What to produce: Find each line in the records below that contains the word "onChange", and copy it out.

Provided material:
PR #437, opened 2022-06-08
feat(StyleTraitForm): add SpaceWidget

xzdry:
Implementation of SpaceWidget:

https://user-images.githubusercontent.com/96771399/172525190-518753ee-31a8-42e3-9f01-7a94718aa1c2.mov

There are still some things that need to be done:
- **IMPORTANT**: Optimize the performance when mousemove, currently there are some serious frame drops, I feel that it is caused by too many re-rendering of react components, and need to find ways to optimize it in the future
- The SpaceWidget panel needs to be responsive

### DIFF
--- a/packages/editor-sdk/src/components/Widgets/StyleWidgets/SpaceWidget.tsx
+++ b/packages/editor-sdk/src/components/Widgets/StyleWidgets/SpaceWidget.tsx
@@ -1,0 +1,55 @@
+import React from 'react';
+import { CORE_VERSION, StyleWidgetName } from '@sunmao-ui/shared';
+import { WidgetProps } from '../../../types/widget';
+import { implementWidget, mergeWidgetOptionsIntoSpec } from '../../../utils/widget';
+import { ExpressionWidget } from '../ExpressionWidget';
+import { Grid, GridItem } from '@chakra-ui/react';
+
+const SPACE_DIRECTIONS = ['top', 'right', 'bottom', 'left'];
+
+export const SpaceWidget: React.FC<WidgetProps<{}>> = props => {
+  const { value, onChange } = props;
+
+  return (
+    <div>
+      <Grid
+        templateRows="repeat(3, 1fr)"
+        templateColumns="repeat(3, 1fr)"
+        templateAreas={`". top ."
+                        "left . right"
+                        ". bottom ."`}
+        gap="1"
+      >
+        {SPACE_DIRECTIONS.map((direction, idx) => {
+          return (
+            <GridItem
+              maxW="120px"
+              minW="0px"
+              key={direction}
+              area={direction}
+              gridArea={direction}
+            >
+              <ExpressionWidget
+                {...props}
+                spec={mergeWidgetOptionsIntoSpec(props.spec, {
+                  compactOptions: { height: '32px' },
+                })}
+                value={value[idx]}
+                onChange={v => {
+                  onChange(v, direction);
+                }}
+              />
+            </GridItem>
+          );
+        })}
+      </Grid>
+    </div>
+  );
+};
+
+export default implementWidget({
+  version: CORE_VERSION,
+  metadata: {
+    name: StyleWidgetName.Space,
+  },
+})(SpaceWidget);
--- a/packages/editor-sdk/src/components/Widgets/index.ts
+++ b/packages/editor-sdk/src/components/Widgets/index.ts
@@ -17,6 +17,7 @@ import popoverWidgetSpec from './PopoverWidget';
 import sizeWidgetSpec from './StyleWidgets/SizeWidget';
 import fontWidgetSpec from './StyleWidgets/FontWidget';
 import colorWidgetSpec from './StyleWidgets/ColorWidget';
+import spaceWidgetSpec from './StyleWidgets/SpaceWidget';
 
 export * from './SpecWidget';
 export * from './ArrayField';
@@ -36,8 +37,10 @@ export * from './PopoverWidget';
 export * from './StyleWidgets/SizeWidget';
 export * from './StyleWidgets/FontWidget';
 export * from './StyleWidgets/ColorWidget';
+export * from './StyleWidgets/SpaceWidget';
 
 export const widgets: ImplementedWidget<any>[] = [
+  spaceWidgetSpec,
   specWidgetSpec,
   arrayFieldSpec,
   booleanFieldSpec,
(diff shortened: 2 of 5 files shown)


Yuyz0112:
wow

packages/editor-sdk/src/components/Widgets/StyleWidgets/SpaceWidget/SpaceEditPanel.tsx
```diff
@@ -0,0 +1,127 @@
...
+          shadow="base"
+          zIndex="popover"
+          overflowY="auto"
+          width="300px"
+          _focus={{ boxShadow: 'none' }}
+        >
+          <VStack w="full">
+            <HStack w="full">
+              <InputGroup>
+                <Input
```
tanbowensg, line 75: We should use `ExpressionEditor` here.

packages/editor-sdk/src/components/Widgets/StyleWidgets/SpaceWidget/SpaceEditPanel.tsx
```diff
@@ -0,0 +1,127 @@
...
+                    if (inputValue === 'Auto' && hasAuto) {
+                      onChange(inputValue);
+                    } else if (!isNaN(Number(inputValue))) {
+                      onChange(Number(inputValue));
+                    } else {
+                      setInputValue(value);
+                    }
+                  }}
+                />
+                <InputRightAddon>px</InputRightAddon>
```
tanbowensg, line 90: Does the unit have to be `px`? Could we allow user use other units?

tanbowensg (changes requested):

tanbowensg:
The drag interaction is very fancy. However, I think it might not be very useful because it is hard to set an accurate value by dragging. For example, if I want to set `margin: 16px`, it will be much quicker to enter `16px` for four times than dragging four times.

tanbowensg:
The preset values also need change. In most time we will not set margin or padding bigger than 40px. 4px, 8px, 12px, 16px are more frequently used.

packages/editor-sdk/src/components/Widgets/StyleWidgets/SpaceWidget/SpaceEditPanel.tsx
MrWindlike: Using the `ExpressionWidget` instead, because it could display the expression value and error.

packages/editor-sdk/src/components/Widgets/StyleWidgets/SpaceWidget/SpaceWidget.tsx
```diff
@@ -0,0 +1,201 @@
...
+    <>
+      <Grid {...containerStyle}>
+        <Grid {...marginStyle}>
+          <SpacePanel
+            text="MARGIN"
+            type="margin"
+            width="224px"
+            height="120px"
+            values={marginValues}
+            onChange={(v: SpaceValue[]) => {
```
MrWindlike, line 170: It should use the `useCallback` to generate the handler.

xzdry:
> The drag interaction is very fancy. However, I think it might not be very useful because it is hard to set an accurate value by dragging. For example, if I want to set `margin: 16px`, it will be much quicker to enter `16px` for four times than dragging four times.

I think it might be useful in some cases, e.g.
Not knowing exactly position where you want to put the element at first, and determining a general position by dragging

> because it is hard to set an accurate value by dragging       

This is the main problem at the moment, the dragging process cannot be increased exactly 1 px by 1 px. If it could be done more precisely and smoothly, I think drag  would be more advantageous for smaller space values like `16px` etc. So I will try to optimise it

packages/editor-sdk/src/components/Widgets/StyleWidgets/SpaceWidget/SpaceEditPanel.tsx
xzdry: Of course, I will add support for common units later

packages/editor-sdk/src/components/Widgets/StyleWidgets/SpaceWidget/SpaceEditPanel.tsx
xzdry: There are two considerations for not using `ExpressionWidget` here.
1. there seem to be very few scenarios where margin or padding is needed in association with other elements, so the implementation allows only the specified values to be entered. Illegal input, such as 'something wrong', is silently corrected to the previous value
2. the original intention of the style widget was to simply set some common css properties, so there may not be much need for expressions? And we can still use complex expressions via the css editor.

tanbowensg:
> Not knowing exactly position where you want to put the element at first, and determining a general position by dragging
I think use arrow key to adjust value 1px by 1px is more proper way to do it. We rarely adjust margin value in a large range. In most times we just want to see the difference between 1 or 2 px.

What do you think about it? @MrWindlike @Yuyz0112

xzdry:
> I think use arrow key to adjust value 1px by 1px is more proper way to do it.

This is also a good way to go and I will try it out

xzdry:
I've tried a few ways to optimise the dragging fluency problem, but none of them work well, except for directly modifying the dom element. And the difference between the two is obvious. Here is a demo

https://user-images.githubusercontent.com/96771399/174020571-04a815ac-1746-48dc-a89c-5a81582243fd.mov

Using the arrow key also causes the same problem
But modifying the dom directly doesn't seem to be a good solution, it doesn't change through sunmao and the editor mask doesn't update with it, is there any other way?
For these reasons, I have removed the ability to make changes in real time for now.
I also removed the shortcuts because I felt that the previous style was not good and I still need to think about this part.
Here is a current demo

https://user-images.githubusercontent.com/96771399/174022311-97386ae6-8c6c-4470-a9ac-eb43e0299317.mov

packages/editor-sdk/src/components/Widgets/StyleWidgets/SpaceWidget/SpaceEditPanel.tsx
xzdry: done

packages/editor-sdk/src/components/Widgets/StyleWidgets/SpaceWidget/SpaceWidget.tsx
xzdry: done

packages/editor-sdk/src/components/Widgets/StyleWidgets/SpaceWidget/SpaceEditPanel.tsx
tanbowensg: The `ExpressionWidget` is still necessary because it is a widget which means so it could be used in any other where, not just style trait form and there is no css editor in other place.

tanbowensg (approved):
LGTM

PR #438, opened 2022-06-09
fix some arco bugs

xzdry:
Remove useless attributes
Fix slot-related bugs
Fix popover wrong display of controlled mode


packages/arco-lib/src/components/Tabs.tsx
```diff
@@ -119,15 +119,21 @@ export const Tabs = implementRuntimeComponent({
...
-          {slotsElements?.content
-            ? slotsElements.content({
-                tabIndex: idx,
-              })
-            : null}
-        </TabPane>
-      ))}
+      {tabs.map((tabItem, idx) =>
+        tabItem.hidden ? null : (
+          <TabPane
```
tanbowensg, line 124: Should it be `TabPanel`?

xzdry: I'm not sure, Arco used `pane`, a word that means a piece, section or side of something, which also seems correct

Issue #436, opened 2022-06-07
Add tests to runtime


tanbowensg:
`ImplWrapper` is the most complex and important part of sunmao. However, it does not have test yet which means we will not know the potential effects of every change we make in `ImplWrapper`. That's why we need add tests for it.

PR #444, opened 2022-06-10
Test/runtime

tanbowensg:
### Changes
1. Add some tests for `ImplWrapper`, `List` and `ModuleRenderer` and does not modify their current logic.
2. Add  a `TestLib` which consists of some simple components and trait just for test.

### Testing principles
There are 2 principles when testing sunmao:
1. Test the components' rendering result rathen than their implementation details.
2. Test the component as whole rather than apart.

For example, `ImplWrapper` is a very complex component which has a lot of state, effects. It is hard to test itself. So I add a `TestLib` to test it and only focus on the rendering result of `ImplWrapper`. If the result is right, than I assume the whole `ImplWrapper` is working as expected.

issue: #436


packages/runtime/__tests__/ImplWrapper/ImplWrapper.spec.tsx
```diff
@@ -0,0 +1,132 @@
...
+    new Promise<any>(res => {
+      setTimeout(() => res(true), 30);
+    });
+
+  it('it will cause extra render', async () => {
+    const { App, stateManager } = initSunmaoUI({ libs: [TestLib] });
+    stateManager.noConsoleError = true;
+    const { unmount } = render(<App options={AsyncMergeStateSchema} />);
+    await waitFor(timeoutPromise);
+    expect(await screen.findByTestId('tester')).toHaveTextContent('4');
```
MrWindlike, line 111: May add a comment to explain to others why it would render four times?

packages/runtime/__tests__/ImplWrapper/ImplWrapper.spec.tsx
```diff
@@ -0,0 +1,132 @@
...
+    const newMergeStateSchema = produce(AsyncMergeStateSchema, draft => {
+      const temp = draft.spec.components[0];
+      draft.spec.components[0] = draft.spec.components[1];
+      draft.spec.components[1] = temp;
+    });
+    const { App, stateManager } = initSunmaoUI({ libs: [TestLib] });
+    stateManager.noConsoleError = true;
+    const { unmount } = render(<App options={newMergeStateSchema} />);
+    await waitFor(timeoutPromise);
+    expect(await screen.findByTestId('tester')).toHaveTextContent('5');
```
MrWindlike, line 127: Same as above.

tanbowensg:
Updated.

MrWindlike (approved):

PR #448, opened 2022-06-13
feat: change the reference properties when changing the component id

MrWindlike:
Updates:
1. Adding the `emitter` into the `AppModel`.
2. Using the `AppModel`'s `emitter` to notify the `FieldModel` to change its property when changing the component id.
3. Adding the AST nodes into `FieldModel`'s `refs` to generate the new expression.
4. Adding the `isComponentId` into spec options to declare a property is whether refer to a component id.
5. Adding the related tests.

ISSUE: https://github.com/webzard-io/sunmao-ui/issues/106


packages/editor/src/AppModel/FieldModel.ts
```diff
@@ -109,28 +137,85 @@ export class FieldModel implements IFieldModel {
...
+          delete this.refs[oldId];
+
+          return [escodegen.generate(node)];
+        }
+
+        return exp;
+      });
+      const value = expChunkToString(newExps);
+
+      this.componentModel._isDirty = true;
```
tanbowensg, line 217: Is is missing to set TraitModel isDirty here?

packages/editor/src/AppModel/FieldModel.ts
```diff
@@ -1,18 +1,38 @@
...
+import escodegen from 'escodegen';
+import { JSONSchema7 } from 'json-schema';
+
+type Flatten<Type> = Type extends Array<infer Item> ? Item : Type;
 
 export class FieldModel implements IFieldModel {
   isDynamic = false;
-  refs: Record<ComponentId | ModuleId, string[]> = {};
+  refs: Record<ComponentId | ModuleId, RefInfo> = {};
+  private nodes: Record<string, acorn.Node> = {};
```
tanbowensg, line 24: I think we could use more specific names. `refs` and `nodes` are too abstract here.

packages/editor/__tests__/model/fieldModel.spec.ts
```diff
@@ -70,4 +78,43 @@ describe('Field test', () => {
     field.update({ value: 'text' });
     expect(field.rawValue).toEqual({ data: { a: 2 }, value: 'text' });
   });
+
+  it('change component id', () => {
```
tanbowensg, line 82: Add more test cases to make sure that normal text will not be changed, like `'Please input here'`, `'{{ {input: 123} }}'`, `'{{ 'input' }}'` ,  `['input']`

packages/editor/src/AppModel/IAppModel.ts
```diff
@@ -104,6 +113,7 @@ export interface IComponentModel {
 
 export interface ITraitModel {
   // trait id only exists in model, doesn't exist in schema
+  appModel: IAppModel;
```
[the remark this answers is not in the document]
MrWindlike: I'm not sure should we expose the `appModel`, because I just follow the `ComponentModel` to expose it. What do you think?

packages/editor/src/AppModel/FieldModel.ts
MrWindlike: How about the `componentRefs` and the `astNodes`?

packages/editor/src/AppModel/IAppModel.ts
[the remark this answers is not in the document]
tanbowensg: The interface should be as simple as posible. It seems like the appModel is only used inside `TraitModel`, so I think it should be private. And so does `traitModel` and `componentModel` in `IFieldModel`.

packages/editor/src/AppModel/FieldModel.ts
tanbowensg: `astNodes` is good. `componentRefs` is still confusing. I think the problem is that `ref` is ambigious here.`RefInfo` have not only has `nodes`(seems like a combination of `astNode` and other), but also has `properties`(not sure what is it).

packages/editor/src/AppModel/FieldModel.ts
MrWindlike: Done.

packages/editor/__tests__/model/fieldModel.spec.ts
MrWindlike: Done.

packages/editor/src/AppModel/FieldModel.ts
```diff
@@ -109,28 +137,90 @@ export class FieldModel implements IFieldModel {
...
+              this.refComponentInfos[lastIdentifier]?.refProperties.push(path);
               break;
             default:
           }
         },
       });
     });
   }
+
+  private onReferenceIdChange({ oldId, newId }: AppModelEventType['idChange']) {
```
tanbowensg, line 186: This is the core part of the pr and it seems a little bit hard to understand. We should add some comments here to help us understand in the future.
Other things LGTM.

tanbowensg (changes requested):

tanbowensg (approved):
LGTM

Task solution:
+  const { value, onChange } = props;
+                onChange={v => {
+                  onChange(v, direction);
+                      onChange(inputValue);
+                      onChange(Number(inputValue));
+            onChange={(v: SpaceValue[]) => {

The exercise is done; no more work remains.